Photo of Patsy Cline
Mildred Keith shot the famous "last photograph" of Patsy Cline. (Contributed | Keith family)

Kansas City’s Connection to Patsy Cline’s “Last Photograph”

September 9, 2019  |  Brian Burnes  |  8 min read

Mildred Keith had been asked to bring “The Book.”

That’s what the country music singers and musicians who scheduled appearances in Kansas City had come to call the scrapbook in which Mildred maintained the photographs she had begun taking in the 1950s.

On this day – March 3, 1963 – Mildred had brought the book to the concert at Memorial Hall in Kansas City, Kansas.

Mildred handed the book to a security guard, who disappeared with it. Perhaps an hour later he returned and caught Mildred’s eye. He led her backstage and then knocked on a door.

“Patsy?” he said. “Mildred’s here.”

The door opened to reveal a woman wearing fire-engine-red lipstick and a long white dress.

“Girl,” said Patsy Cline, “you have a treasure.”

“Last Photograph”

In the vast sprawl that is the story of country music in America, Kansas City can claim several cul-de-sacs.

Likely the most tragic is the March 5, 1963 death of Cline in the crash of a private plane in Tennessee.

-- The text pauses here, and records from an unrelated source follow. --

PR #135, opened 2019-02-07
add game channel regex function

maishams:
instead of having to run the :level command, it will look for 'lvl' or 'level' in a message, and then show the level thing instead. it also checks it against what channel it was sent in, so person wont have to specify what base. i tried it on a private server, and it assigned the variables well.


bot/cogs/cyber.py
```diff
@@ -78,11 +82,25 @@ def __init__(self, bot: Bot):
...
             return
 
+    async def on_message(self, message):
+        # Check the current command context
+        ctx = await self.bot.get_context(message)
+        # If message is a command, ignore regex responses.
+        if ctx.valid:
+            return
+        if self.game_level_regex.match(message.content):
+            level_num, challenge_num = int(match.group(2)), int(match.group(3))
```
joker314: So `match` isn't defined here. `self.game_level_regex.match(message.content)` indeed returns a match, but it's not being saved in a variable. Try doing

```python
match = self.game_level_regex.match(message.content)
if match:
  # do stuff with the match
```

instead?

bot/cogs/cyber.py
```diff
@@ -78,11 +82,25 @@ def __init__(self, bot: Bot):
         Gets information about a specific CyberStart Game level and challenge.
         If the date is before the start date of game (15th January 2019) it will redirect to game() instead
         """
-
         if datetime.date.today() < datetime.date(2019, 1, 15):
             await self.game.callback(self, ctx)
             return
```
joker314: Two blank lines in a row will make Travis fail. When merging the two copies of `on_message`, don't forget to remove this stray newline to ensure Travis passes!

bot/cogs/cyber.py
maishams: omg thank u ily will do once the thingy finishes

bot/cogs/cyber.py
```diff
@@ -368,7 +370,16 @@ def suffix_from_number(num):
...
-
+        #Level Function Regex.
+        match = self.game_level_regex.match(message.content)
+        if match:
+            level_num, challenge_num = int(match.group(2)), int(match.group(3))
+            if match and message.channel.id == '532654287386443777':
+                base = 'hq'
+            elif match and message.channel.id == '532654358660120586':
+                base = 'm'
+            elif match and message.channel.id == '32654399453921291':
```
joker314: These channel IDs should ideally be placed in the constants file (src/bon/constants.py)

bot/cogs/cyber.py
```diff
@@ -368,6 +370,17 @@ def suffix_from_number(num):
             text += "We’re currently allocating students to their preferred locations so it’s an ongoing process!"
             text += " We’ll send out details of your location as soon as we can. It shouldn’t be too long!"
             await message.channel.send(text)
+        # Level Function Regex.
```
joker314: My personal preference would be to have an extra blank line before this. Your choice here.

```suggestion

        # Level Function Regex.
```

bot/cogs/cyber.py
```diff
@@ -78,11 +82,9 @@ def __init__(self, bot: Bot):
         Gets information about a specific CyberStart Game level and challenge.
         If the date is before the start date of game (15th January 2019) it will redirect to game() instead
         """
-
```
AnonGuy: Why were these blank lines removed?

bot/cogs/cyber.py
```diff
@@ -78,11 +82,9 @@ def __init__(self, bot: Bot):
...
         if datetime.date.today() < datetime.date(2019, 1, 15):
             await self.game.callback(self, ctx)
             return
-
```
AnonGuy: Why were these blank lines removed?

bot/cogs/cyber.py
```diff
@@ -368,6 +370,17 @@ def suffix_from_number(num):
             text += "We’re currently allocating students to their preferred locations so it’s an ongoing process!"
             text += " We’ll send out details of your location as soon as we can. It shouldn’t be too long!"
             await message.channel.send(text)
+        # Level Function Regex.
+        match = self.game_level_regex.match(message.content)
+        if match:
+            level_num, challenge_num = int(match.group(2)), int(match.group(3))
+            if match and message.channel.id == '532654287386443777':
```
joker314: Here, you do `if match and ...`, but you're already inside an `if` block which guarantees that `match` is defined, so it should be safe to remove the checks here.

bot/cogs/cyber.py
maishams: idk. ill put em back in

AnonGuy: cool and good

bot/cogs/cyber.py
```diff
@@ -368,6 +372,17 @@ def suffix_from_number(num):
             text += "We’re currently allocating students to their preferred locations so it’s an ongoing process!"
             text += " We’ll send out details of your location as soon as we can. It shouldn’t be too long!"
             await message.channel.send(text)
+        # Level Function Regex.
```
joker314: Consider adding a blank line here too?

```suggestion

        # Level Function Regex.
```

maishams: will do rn

bot/cogs/cyber.py
maishams: omds i should check all of these b4 committing. ty will do this rn!

maishams:
im going to sleep on this.

bot/cogs/cyber.py
```diff
@@ -369,6 +374,18 @@ def suffix_from_number(num):
             text += " We’ll send out details of your location as soon as we can. It shouldn’t be too long!"
             await message.channel.send(text)
 
+        # Level Function Regex.
+        match = self.game_level_regex.match(message.content)
+        if match and message.channel.id == HQ_ID or MOON_ID or FORENSICS_ID:
```
joker314: So this is parsed as

```python
if match and (message.channel.id == HQ_ID) or (MOON_ID) or (FORENSICS_ID):
```

Now, this will _always_ be true because you've set the variable `MOON_ID` and `FORENSICS_ID` to have non-empty value.

Instead, consider

```python
if match and message.channel.id in [HQ_ID, MOON_ID, FORENSICS_ID]:
```

maishams:
i got skiros to test my code bc mac is gay. it works
unknown-2

AlphexGaming:
can confirm works

bot/cogs/cyber.py
```diff
@@ -63,6 +63,10 @@ def __init__(self, bot: Bot):
             r"^.*\bwhat\b.*\belite\b.*\bemail\b.*$",
             re.IGNORECASE
         )
+        self.game_level_regex = re.compile(
+            r"^(?!:level).*(le?ve?l)\b.*?(\d{1,2}).*(\d{1,2})\b.*$",
```
joker314: You added a negative lookahead for "level".This should not be needed because `on_message` checks if a valid command has been included, and if so, ignores it. 

Is there evidence that this protection wasn't working? It's just that this method isn't great if we decide to change our prefix in future. :)

maishams: skiros tried the old code and it didnt work

fractalpenguin: You can add a check for the current command prefix using a format string, rather than hardcoding the command prefix.

joker314: True! But we really ought to investigate why the current checks are failing and if it affects the other regular expressions.

Further, :l (abbreviated) also triggers the command, but trying to code that into the regular expression is still a bad idea as cases could be missed and false-positives are likely to arise too.

fractalpenguin: the other regular expressions aren't using a negative lookahead, but it wouldn't hurt to check them again.

joker314: Okay. I'll investigate this evening. I'm okay with this being merged before then and we can fix later.

The negative lookahead can stay until then

joker314: @maishams I removed the extra check locally and nothing broke. When I typed `:level 1 13`, only one output showed (handled by the command). Without the colon or with text around it, also one output showed (handled by the regex as a fallback). I tested this locally on my own Discord server.

Could you check with skiros to make sure it didn't work. Maybe they just made a suggestion without quite testing it?

maishams: oh my old code didn't assign the variables right loool im an idiot

joker314: @maishams 
> oh my old code didn't assign the variable right

yes
> loool im an idiot

no 
<hr>
Ah alright. So if we all agree that the extra negative lookahead isn't needed, I think we should remove it to remove clutter in the code.

justanotherfailure:
Regex should be changed to this. Previously HQ 12 12 did not work, fixed by making 3rd catch group greedy.
`^(le?ve?l)\b.*?(\d{1,2}).*?(\d{1,2})\b.*$`

bot/constants.py
```diff
@@ -5,6 +5,9 @@
 QUOTES_CHANNEL_ID = 463657120441696256
 QUOTES_BOT_ID = 292953664492929025
 LOGGING_CHANNEL_ID = 538494690601992212
+HQ_ID = 532654287386443777
```
joker314: These are listed in the "Fun" constants section. Maybe they should have a comment at the top of them (and a blank line) to make it clear what their purpose is.

e.g.
```suggestion

# Channels for discussion about Game
HQ_ID = 532654287386443777
```

bot/cogs/cyber.py
```diff
@@ -63,6 +63,10 @@ def __init__(self, bot: Bot):
             r"^.*\bwhat\b.*\belite\b.*\bemail\b.*$",
             re.IGNORECASE
         )
+        self.game_level_regex = re.compile(
+            r"^(le?ve?l)\b.*?(\d{1,2}).*?(\d{1,2})\b.*$",
```
teamshortcut: At the moment (as I understand it) this regex will fire if the Level or Challenge number is out of range, which shouldn't be the case.

bot/cogs/cyber.py
```diff
@@ -369,6 +374,20 @@ def suffix_from_number(num):
             text += " We’ll send out details of your location as soon as we can. It shouldn’t be too long!"
             await message.channel.send(text)
 
+        # Level Function Regex.
+        match = self.game_level_regex.match(message.content)
+        if match and message.channel.id in [HQ_ID, MOON_ID, FORENSICS_ID]:
```
teamshortcut: This is great; could this be incorporated into the default behavior for the regular level command?

teamshortcut:
Oh, and the regex should probably catch alternate notation; so 13 1 (covered), 13.1, L13C1, l13c1, so on.

teamshortcut:
It may be helpful if the regex only fired if the message were along the lines of "can I have a hint on..." or "I need some help on..." to avoid it popping up too much and obstructing discussion.

bot/cogs/cyber.py
joker314: Maybe... but `:level x y` has the same problem.

justanotherfailure:
Change the regex to 
`^(le?ve?l)?\b.*?(\d{1,2}).*?(\d{1,2})\b.*$`
image

bot/cogs/cyber.py
justanotherfailure:
```suggestion
            r"^(le?ve?l)?\b.*?(\d{1,2}).*?(\d{1,2})\b.*$",
```

joker314: Two numbers in the message shouldn't really trigger the command, do you agree?

justanotherfailure: since this only runs in the relevant channels, it shouldnt be too much of an issue on misfires

however the regex can be edited to avoid them completely

justanotherfailure: I've updated the regex so at least an L is required in the message to prevent missfires

So the following will work (any case):

level 125
level125
level 125
level 12 5
lvl 125
l12c5
l13.1

maishams: thanks skiros!!

bot/cogs/cyber.py
AnonGuy: I can implement this in a separate PR.

bot/cogs/cyber.py
```diff
@@ -63,6 +63,10 @@ def __init__(self, bot: Bot):
             r"^.*\bwhat\b.*\belite\b.*\bemail\b.*$",
             re.IGNORECASE
         )
+        self.game_level_regex = re.compile(
+            r"^(le?v?e?l?).*?(\d{1,2}).*?(\d{1,2})\b.*$",
```
joker314: Okay, so this regular expression has changed a lot. It matches this, which I think it shouldn't:

> **L**ol, remember the **2018** intake?

`:level 20 18`

This would maybe be acceptable, but in addition, the command will report out-of-range errors back to the user, in the form of a spammy message. We need to suppress these error messages if the command was invoked via this pattern match rather than a direct invocation of the command.

iThe bot replies with "Invalid challenge number!" if asked for level 20 19

<hr>

I think, also, in https://github.com/CyberDiscovery/cyberdisc-bot/pull/135/commits/54517984e7b282bfe49ecf55ff9338dafdb8ede5 we accidentally removed the `.*` prefixing the pattern for "level". This is bad because you can no longer use inline phrases like

> I'm struggling with level 4.3

Maybe we ought to remove the `^` anchor at the beginning of the match, as that seems more readable than adding a `.*`.

Also, notice that "Lol" matches. This probably isn't a good idea. Maybe we should only match "L" on its own. "Lev" probably shouldn't be matched either, but "lvl" and "level" should be.

This change will resolve some of the above:

<hr>

Also, "2019" shouldn't match. There should be a digit-boundary between each number, so that "20 19" is okay, but three-digit numbers should not work.

Here is a regular expression to consolidate the above requests:

```suggestion
            r"(le?v?e?l|l(?=\b|\d))\D*(\d{1,2})\D+(\d{1,2})\b.*$",
```

Matches
- LxCy
- lvl x y
- lvl x.y
- levl x y
- lvel x y
- level x y
- lvl x challenge y

Does not match:
- lev x y
- love x y
- level xy
- level 01 04 (note leading zeros)

We should maybe consider allowing the last one.

<hr>

Additionally, you use a capturing group to match for "level". I haven't changed it here because it would require changing some of your other code, but you never use this result so maybe we should use a non-capturing group `(?:...)` so as to only match what we need.

<hr>

I really like how this has all turned out and am open to thoughts on the above!

bot/cogs/cyber.py
```diff
@@ -369,6 +374,20 @@ def suffix_from_number(num):
...
+        if match and message.channel.id in [HQ_ID, MOON_ID, FORENSICS_ID]:
+            level_num, challenge_num = int(match.group(2)), int(match.group(3))
+            if message.channel.id == HQ_ID:
+                base = 'hq'
+            elif message.channel.id == MOON_ID:
+                base = 'm'
+            elif message.channel.id == FORENSICS_ID:
+                base = 'f'
+            message.content = f"{self.bot.user.mention} level {base} {level_num} {challenge_num}"
+            new_ctx = await self.bot.get_context(message)
```
justanotherfailure:
```suggestion
            ctx.invoke(self.bot.get_command('level'), base, level_num, challenge_num)
```
slightly less hacky way of doing this.

bot/cogs/cyber.py
```diff
@@ -369,6 +374,20 @@ def suffix_from_number(num):
...
+            await self.bot.invoke(new_ctx)
```
justanotherfailure:
```suggestion
```
also get rid of this line of accepting the above suggestion.

bot/cogs/cyber.py
```diff
@@ -369,6 +374,20 @@ def suffix_from_number(num):
...
+        match = self.game_level_regex.match(message.content)
+        if match and message.channel.id in [HQ_ID, MOON_ID, FORENSICS_ID]:
+            level_num, challenge_num = int(match.group(2)), int(match.group(3))
+            if message.channel.id == HQ_ID:
+                base = 'hq'
+            elif message.channel.id == MOON_ID:
+                base = 'm'
+            elif message.channel.id == FORENSICS_ID:
+                base = 'f'
+            message.content = f"{self.bot.user.mention} level {base} {level_num} {challenge_num}"
```
justanotherfailure:
```suggestion
```

AnonGuy:
As a heads up @maishams @justanotherfailure, I'm going to be closing this soon if merge conflicts aren't resolved. The PR has been open for over a month.

PR #136, opened 2019-02-08
Implemented BytesIO for image generation

### LINKED ISSUE #134: Bot-generated images added to staging area
**Describe the bug**
The bot-generated images appear on git status.

**To Reproduce**
1. Use a create-text-image based command e.g ":jibhat"

**Expected behavior**
The image added should not be added to the staging area.

**Additional context**
This can be fixed by adding the generated images to the .gitignore

AnonGuy:
This PR just changes the image generation command so that it uses an `io.BytesIO` object to write (and send) the image, rather than saving it to disk. This is a better approach for several reasons:

- Commands that are executed asynchronously display **only the image that was requested**. With the previous approach, this was not guaranteed since these images are saved to disk with the same filename.
- There are no longer any files saved to disk, meaning issues with the staging area (such as #134) are resolved.
- The command is marginally faster, as it is no longer blocked by disk r/w speeds.

resolves #134

### DIFF
--- a/bot/cogs/fun.py
+++ b/bot/cogs/fun.py
@@ -2,6 +2,7 @@
 Set of bot commands designed for general leisure.
 """
 import textwrap
+from io import BytesIO
 from random import choice, randint
 from string import ascii_lowercase
 from typing import AsyncGenerator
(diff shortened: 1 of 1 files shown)


AnonGuy:
I have tested this feature locally: <br/>
image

The singer had been returning from the benefit concert organized for the family of “Cactus” Jack Call, a Kansas City country music disc jockey who had died in a car accident several weeks before. Also killed in the March 5 plane crash were performers Lloyd “Cowboy” Copas and Harold “Hawkshaw” Hawkins as well as Randy Hughes, Cline’s manager and the plane’s pilot.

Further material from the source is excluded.